「淡々と」と「粛々と」の違いとは?分かりやすく解釈

「淡々と」と「粛々と」の違い違い

この記事では、「淡々と」「粛々と」の違いを分かりやすく説明していきます。

「淡々と」とは?

「淡々と」には2つの意味があります。

一つは、態度や動作にしつこいところやこだわりがないさまです。

「淡々と語る」のような使い方をします。

たとえば、今の気持ちを語るとき、感情が高ぶっていると激しい話し方になってしまいがちです。
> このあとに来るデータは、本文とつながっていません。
PR #2506, opened 2023-08-11
Implementing API retries when receiving 429 (TooManyRequests) HTTP Error

kabenin:
NS1 client has few sleep strategies when receiving error 429 already implemented.
We use RateLimitStrategySleep() as the one allowing for the least possible sleep
amount.
However, client library does not implement retry logic, even when a Strategy is set.
User of the library still gets error. That means, for each API call we need to
implement a retry logic if httpResp has status code of 429.


costasd:
sorry for the delay here; will take a look later today!

PR #2507, opened 2023-08-11
Provide a cmd switch for disabling colors

### LINKED ISSUE #2499: Add no color flag option for output
When running dnscontrol I would like to force it to not output any color

an additional command line flag i.e. `--no-color` 

Currently for a CI process we have an additional job step to strip out ANSI color characters

**Additional context**

Before
image

After
image

costasd:
... called `--no-colors`.

Fixes #2499

### DIFF
--- a/commands/commands.go
+++ b/commands/commands.go
@@ -12,6 +12,8 @@ import (
 	"github.com/StackExchange/dnscontrol/v4/pkg/js"
 	"github.com/StackExchange/dnscontrol/v4/pkg/printer"
 	"github.com/urfave/cli/v2"
+
+	"github.com/fatih/color"
 )
 
 // categories of commands
@@ -67,6 +69,12 @@ func Run(v string) int {
 			Usage:       "Enable replacement diff algorithm",
 			Destination: &diff2.EnableDiff2,
 			Value:       true,
+		},
+		&cli.BoolFlag{
+			Name:        "no-colors",
+			Usage:       "Disable colors",
+			Destination: &color.NoColor,
+			Value:       false,
 		},
 	}
 	sort.Sort(cli.CommandsByName(commands))


cafferata:
Would you mind including this `--no-colors` option in the documentation?

costasd:
> Thanks @costasd for the first version. Maybe also good to discribe the `env-variable mechanism` as you mentioned earlier? [#2499 (comment)](https://github.com/StackExchange/dnscontrol/issues/2499#issuecomment-1674756602)

oh this proved to be a noop and removed in this changeset. I'll add a comment about it in the issue.

documentation/colors.md
```diff
@@ -0,0 +1,27 @@
...
+how to bypass it.
+
+## Disable colors
+
+There are cases that we might need to disable colored output, such as in certain
+CI environments or particular notification mechanisms that don't support ANSI color
+codes.
+
+In order to do so, a global `--no-colors` command option is provided, which when
+set, will disable colors globally.
```
cafferata, line 16: Set to what value? Perhaps we can help a newcomer with a small example, by describing the `--no-colors=true` case here? The two `--no-colors=false` cases are described below (`(Force) Enable colors` & `Force colors in CI environments`).

```suggestion
set `--no-colors=true`, will disable colors globally.
```

tlimoncelli:
This is definitely needed.  I don't think any notification systems accept the ESC codes for colors.

However stripping them out seems less good than, say, generating them correctly in the first place.  Sadly the code isn't really structured for that.  We could make `--notify` imply `--no-color` but that would be... worse.

Any ideas for how we can do this differently?

costasd:
So, if we talked a kinda larger design - what we could do is have dnscontrol generate generic enough color hints of some kind if run without `--no-colors`,  say `<red> - DELETE A lala.test.com</red>`.

...And then have each different functionality either strip these colors if not needed (say, for an sms notification) or convert them into the native representation: ESC codes for console printing, slack markdown colors for slack etc.

Maybe (strong maybe, i haven't paid a lot of attention into that part of the code) diff2 could take care of generating the generic color hints and then dnscontrol console printer and each notification can take care of translating into the native platform's color support (or stripping colors if not supported).

But until we get there, I'm thinking we should as an intermediate step 1) supply a way to switch colors off/on via the cli in #2507 and 2) disable colors completely in notifications to avoid sending ESC codes to platforms that don't support them (what I have in #2508)

Happy to take a stab on the larger design at some point if it makes sense to y'all.

PR #2520, opened 2023-08-17
CHORE: Fix CF and NS1 due to api changes

tlimoncelli:


costasd:
ah just opened a PR for the NS1 part of this, will close. LGTM in any case.

PR #2516, opened 2023-08-17
NS1: update ns1-go to 2.7.8

costasd:

PR #2521, opened 2023-08-17
ns1: fix a leftover change from ns1-go update

costasd:
PR #2506 getting merged while #2516 was still in flight introduced another place we needed to fix to make our code work with NS1's updated go API, which wasn't covered.

This changeset covers this as well.


costasd:
covered in #2520

PR #2524, opened 2023-08-18
ci(gorelease): move to github action

musdav:
## Issue

Installing gorelease in separate step as part of CI

## Resolution

Utilize existing gorelease github action for build and draft release


tlimoncelli:
How to push a release is documented here: documentation/release-engineering.md

ProTip: I usually test the release process on version numbers that won't actually get released.  For example, the current release is 4.1.1 and the next release will be 4.2.0.  Therefore, I've been doing test releases v4.1.12, v4.1.13, .. v4.1.16.  The next test should be on v4.1.17.   When the tests are done, I usually delete the test releases from https://github.com/StackExchange/dnscontrol/tags (both tags and releases)

PR #2531, opened 2023-08-23
Display changes, even if upstream has no records.

tomfitzhenry:
Motivation: It's confusing to see no changes on first creation. This led me to falsely believe that no changes were being made.


tlimoncelli:
Yes, I see your point!

I think my plan was to add a diff2.REPORT saying "New zone uploaded from scratch" but, yes, listing the records is easier and less violates the principle of least surprise.

PR #113, opened 2016-05-06
public.json: Add GET /orders?inline=... and /order/{id}?inline=...

wking:
For folks who don't want to make a separate request to get the
associated payment method.

I considered replacing order.payment with an ID and having inline
support for that too, but that would require splitting the "please
charge this order to ..." modeling from "we charged that order to ..."
modeling.  That's probably a worthwhile change to make, but I'm
punting on it for now.

This PR is an alternative to #112.

### DIFF
--- a/public.json
+++ b/public.json
@@ -2450,6 +2450,17 @@
             "collectionFormat": "csv"
           },
           {
+            "name": "inline",
+            "in": "query",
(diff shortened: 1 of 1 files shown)


tompetersjr:
Closing this one out in favor of #112.

PR #116, opened 2016-05-09
public.json: Add additional generic payment methods (cash-on-delivery, etc.)

### LINKED ISSUE #111: Allow Net Terms Customers to Checkout
Allow customers with Net Terms to Checkout.  This may already be in the API-SPEC so please close if it is.

wking:
Details in the commit messages.

Fixes #111.

### DIFF
--- a/public.json
+++ b/public.json
@@ -5666,8 +5666,8 @@
         "expiration"
       ]
     },
-    "payrollDeduction": {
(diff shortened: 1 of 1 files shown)


wking:
Don't merge this yet; I'm going to rebase in better docs.

wking:
Better docs landed in 8b71ddf → f47fbf9, so I think this is good to go.

PR #119, opened 2016-05-09
public.json: Add dropMembership.pending

### LINKED ISSUE #115: indicate if a dropMembership is pending approval
The dropMembership model needs to indicate if it is still awaiting approval from customer service. This is part of the [spec](https://docs.google.com/document/d/1dwayyitTQT5ma-UhFfkC16i6aVrJ2ArV-HnUdWyst10/edit#heading=h.4lzssgbotfpz):

> A status of pending needs to be placed on the customer’s drop membership association with the ability for a customer service representative to change that flag to approved. When this feature gets added into beehive we can set all existing drop members as approved (pending false) to start with. Any new member added to a drop is set as approved except if they come from the website as described here on a semi-open drop. Prospective members can retrieve information on a drop’s location, drop id and future stops, and they can place orders on those stops. Otherwise, prospective members should have the same access to drop data as non-members. The idea is that in most cases, customer-service will be able to get prospective members approved as full members by cutoff time, so we don’t want to hold-up order placement. But we also don’t want to leak private information to un-approved customers.

This can be done by either adding a 'pending' boolean property or possibly a 'status' enum string property if there is the potential for other status (besides 'pending' and 'active') to be used in the future.

wking:
Allow provisional memberships (“Please let me in”) for folks joining
semi-open or closed drops.  Drop coordinators and/or customer-service
can hit:

    GET /drop-memberships?pending=true&...

to see who has asked to join drops (or, with `&drop={drop.id}`, who has
asked to join their drop).  They can fetch all memberships, pending or
accepted, by not specifying the `pending` parameter.  And they can
fetch only accepted memberships with `pending=false`.

Drop coordinators and/or customer-service can also accept requests by
PUTing with pending false.  And they can reject requests by DELETE'ing
the membership ([we aren't currently doing anything special for
rejections on the backend][1]).

I haven't setup a default value in `updateDropMembership` because the
reasonable choice depends on the drop being joined.  Folks joining an
open drop should set pending false (and the backend might 400 requests
that don't, because likely nobody will be checking to approve those
requests).  Folks joining semi-open or closed drops should set pending
to true, and the backend will 400 them if they don't.

Fixes #115.
Related to azurestandard/beehive#1476, azurestandard/beehive#1761, azurestandard/website#118.

[1]: https://github.com/azurestandard/beehive/issues/1761#issuecomment-217992838

### DIFF
--- a/public.json
+++ b/public.json
@@ -332,6 +332,13 @@
             "collectionFormat": "csv"
           },
           {
+            "name": "pending",
+            "in": "query",
+            "description": "only return pending (true) or accepted (false) memberships",
+            "required": false,
+            "type": "boolean"
+          },
+          {
             "name": "inline",
             "in": "query",
             "description": "for convenience, include a full representation of the inlined property.  Currently supports \"customer\" and \"drop\".",
@@ -4514,6 +4521,10 @@
           "type": "integer",
           "format": "int64"
         },
+        "pending": {
+          "description": "whether the membership is pending (true) or accepted (false).",
+          "type": "boolean"
+        },
         "notifications": {
           "$ref": "#/definitions/dropMembershipNotifications"
         }
@@ -4522,6 +4533,7 @@
         "id",
         "customer",
         "drop",
+        "pending",
         "notifications"
       ]
     },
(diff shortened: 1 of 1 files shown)


MercenaryJosh:
> Folks joining an open drop should set pending true ... Folks joining semi-open or closed drops should set pending to false

This should be the other way around. Open drops should have pending automatically set to false and semi-open or closed should be set to true.

wking:
On Mon, May 09, 2016 at 02:48:14PM -0700, MercenaryJosh wrote:
> This should be the other way around…

Oops, thanks.  Fixed with d525b10 → d788ffb.

PR #120, opened 2016-05-16
public.json: Include breakdown ancestors in packagedProduct.stock

wking:
The previous spec wording was unclear, but the current site includes
breakdown ancestors, so we want to mimic that here [1].  You can
almost figure out the ancestor-included values from the direct values
(e.g. if we set 0 stock for the 6 x 14 and 14 oz packaging in the new
doc example), but the API doesn't clarify what can be broken down into
what.

[1]: https://github.com/azurestandard/beehive/issues/1780

### DIFF
--- a/public.json
+++ b/public.json
@@ -4932,7 +4932,7 @@
           "#ref": "#/definitions/price"
         },
         "stock": {
-          "description": "amount of stock available for purchase",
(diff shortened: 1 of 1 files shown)


wking:
Merging this myself, since it's just documenting azurestandard/beehive#1780.

PR #121, opened 2016-05-16
public.json: Allow order.trip for parcel-carrier orders

wking:
The old website exposes this information with text like:

> You can continue modifying this order until May 16, 2016 at 6 p.m.

This change exposes parcel-carrier cutoff information to customers, so they can figure out when orders will cutoff (last call for (un)placing orders on that trip).

This could also allow customers to place orders on future parcel-carrier trips, although the Angular UI isn't planning on supporting that, and the backend might 400 such attempts.

I'm leaving order.drop unset for parcel-carrier orders, because it doesn't add any useful information (order.address already has the delivery location).

Also change “UPS” to the more generic “parcel-carrier”.

### DIFF
--- a/public.json
+++ b/public.json
@@ -5384,12 +5384,12 @@
           "format": "date-time"
         },
         "target-delivery": {
-          "description": "planned delivery time (fixed before the trip starts, and unset for UPS orders)",
+          "description": "planned delivery time (fixed before the trip starts, and unset for parcel-carrier orders)",
           "type": "string",
           "format": "date-time"
         },
         "estimated-delivery": {
-          "description": "estimated delivery time (updated after the trip starts until the order is delivered, and unset for UPS orders)",
+          "description": "estimated delivery time (updated after the trip starts until the order is delivered, and unset for parcel-carrier orders)",
           "type": "string",
           "format": "date-time"
         },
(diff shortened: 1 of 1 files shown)


wking:
There's some existing discussion of this issue in azurestandard/website#142, see [here][1].  Since then, there has been some discussion in Hangouts, but I'm not sure if those resulted in linkable notes.

[1]: https://github.com/azurestandard/website/issues/142#issuecomment-192464878

MercenaryJosh:
Would the trip be set on all parcel-carrier orders? I think it would make sense not to assign the trip (at least on the frontend) until the parcel-carrier order is placed. That way the user doesn't have to worry about the order rolling over to the next trip each night.

wking:
On Mon, May 16, 2016 at 11:41:35AM -0700, MercenaryJosh wrote:
> Would the trip be set on all parcel-carrier orders?

Yeah, I was planning on setting it as soon as an address was
associated.

> I think it would make sense not to assign the trip (at least on the
> frontend) until the parcel-carrier order is placed.

That is do-able, but means you wouldn't get the countdown timer for
open order (not that that's a big deal).

> That way the user doesn't have to worry about the order rolling over
> to the next trip each night.

What is the worry?  This is how we handle truck and will-call orders,
and we don't expect customers to worry about them (or if we do, we
have bigger problems than fixing the issue for parcel carriers ;).

MercenaryJosh:
the workflow I am thinking of is that if I am shopping on a parcel-carrier user, will I see a countdown until 6pm that night? Then at 6 pm will I see a 'cutoff has passed' message and then I need to either manually roll the cart over or wait until the parcel-carrier trip is verified and the order is automatically rolled over. Though those can be handled on the front end and do not have much to do with this PR.

wking:
On Mon, May 16, 2016 at 02:52:12PM -0700, MercenaryJosh wrote:
> the workflow I am thinking of is that if I am shopping on a
> parcel-carrier user, will I see a countdown until 6pm that night?

Yup.

> Then at 6 pm will I see a 'cutoff has passed' message and then I
> need to either manually roll the cart over or wait until the
> parcel-carrier trip is verified and the order is automatically
> rolled over.

Yup.  Although the window between the 6pm cutoff and the ~7pm
verification isn't going to be very long.

> Though those can be handled on the front end and do not have much to
> do with this PR.

And bumping unplaced orders that are past cutoff to the next available
trip is a general issue for all orders, and not specific to
parcel-carrier orders.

話し方に抑揚が大きかったり、身振り手振りを交えたりなどすることでしょう。

そして、話しが長くもなりやすいです。

この様子は「淡々と」が意味しているものではありません。

気持ちを語るときに、感情をあまり見せず、あっさりとした態度をとることもできます。

話し方の抑揚が少なく、必要なことだけを簡単に話し、身振り手振りはほとんどまじえない、こういった態度です。

何かにこだわっているさまはみられません。

このようなさまを「淡々と語る」といいます。

もう一つの意味は、水が静かに揺れ動くさまです。

急斜面の川は水の流れが速いです。

これは「淡々と」が意味するものではありません。

斜面が緩やかなところだと、水の流れは静かで動きはゆるやかです。

このようなさまを指しています。


「淡々と」の使い方

態度や動作について使用されることが多いです。

あっさりしていて、何かに気持ちをとらわれることのないさまをいいます。


「粛々と」とは?

重々しくいかめしいさまや、堂々とおごそかに物事を行うさまです。

法事のことで考えてみます。

法事の席では、黒い服を着た人たちが集まり、ピンクや赤など明るい色の服を着た人が集まるパーティーとは全く雰囲気が違います。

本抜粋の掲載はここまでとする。